春の訪れと自然界の目覚めを祝う春のお祭り、フドレルレズ。
民間に伝わる伝説によると預言者フズル(Hizir)とイルヤス(Ilyas)が春になると地上で出会い自然界を目覚めさせたとされています。この出会いの日は5月6日と考えられ、この日をフドレルレズとし、春を祝う行事が行われるようになりました。フドレルレズとは、このフズルとイルヤスの言葉が融合した言葉なのです。
フドレルレズの日は願い事を唱える日と信じられ、前日までに家の中の大掃除を完了させます。これは幸運を運んでくるフズルは汚れた家には訪れないと信じられているからです。フズルは心の美しい人々や困難な状況の人を助け、富や豊饒、健康を配するとし、彼が訪れた場所、触れたもの全てに幸運をもたらすのです。
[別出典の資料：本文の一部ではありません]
PR #12646, opened 2021-04-15
{bio}[fosscuda/2020a] OpenMM v7.5.0 w/ Python 3.8.2

akesandgren:
(created using `eb --new-pr`)

PR #12666, opened 2021-04-16
{bio}[fosscuda/2020b] OpenMM v7.5.0

krometis:


boegel:
@krometis There are some minor differences with the OpenMM easyconfig that was merged in #12646 which are worth looking into.

You can easily tell what's different using `eb --review-pr 12666`...

krometis:
@boegel I honestly don't know what is the right way to go - it's possible that both approaches work. My approach of setting `OPENMM_BUILD_CUDA_LIB` is from the OpenMM [docs](http://docs.openmm.org/latest/userguide/library.html#all-platforms). And setting `OPENMM_CUDA_COMPILER` is also from the [docs](http://docs.openmm.org/latest/userguide/library.html#cuda-platform). 

But maybe OpenMM figures it out anyway because of the patch added in https://github.com/easybuilders/easybuild-easyconfigs/pull/12646?
```
      char* compiler = getenv("OPENMM_CUDA_COMPILER");
 -    string nvcc = (compiler == NULL ? "/usr/local/cuda/bin/nvcc" : string(compiler));
 +    string nvcc = (compiler == NULL ? "nvcc" : string(compiler));
```

Feel free to use whichever approach seems fit.

boegel:
@akesandgren Thoughts on this? Is there any reason why you didn't use `OPENMM_CUDA_COMPILER`?

boegel:
A `fosscuda/2020b` version of OpenMM 7.5.0 (using the patch from #12646) is available in #12689

akesandgren:
I think I misread that part of the code a bit and deemed it broken, which it isn't. Besides, it's broken in it self to have hard coded things like the path to nvcc...

boegel:
Is `OPENMM_CUDA_COMPILER` something that should just be set at compilation time, or also at runtime?

Looks like it's a runtime thing?

boegel (approved):

boegel:
Going in, thanks @krometis!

フドレルレスの前夜である5月5日の夜に人々は様々な方法で願いをかけます。結婚を願う女性達はバラの枝に赤い布を結び、バラの根元に指輪を置きます。家や車が欲しい人は庭の隅から石や土を取り自分の欲しい形にしておきます。また財布の口や食料庫のドアは開けっぱなしにし、フズルが入りやすいようにするのです。欲しいものがあればその模型を吊り下げておきます。願い事があれば紙に書き、それをナフル(Nahil)の木(左上写真のようなもの)に結び付けます。ナフルの木がない場合は流れる水(海や川など)にその紙を流し、フズルに拾ってもらえるようにします。
5月5日の夕刻から朝にかけては各地でフドレルレスの祭りが行われます。パレードやダンスなどが催され、通りにはナフルの木が置かれるのです。
5月6日には主に水(川や海)の沿岸や緑あふれる場所等でフドレルレスを祝う行事が開催されます。新鮮な野菜や仔羊の肉又は羊のレバーを食べる習慣も残っています。又、地方によっては願い事を叶えるためにこの日1日断食を行ったり、貧困者に施しを与えたり、羊を犠牲(クルバン)にすることもあるようです。またこの日のために新調した洋服や靴を着用することも習慣として残っています。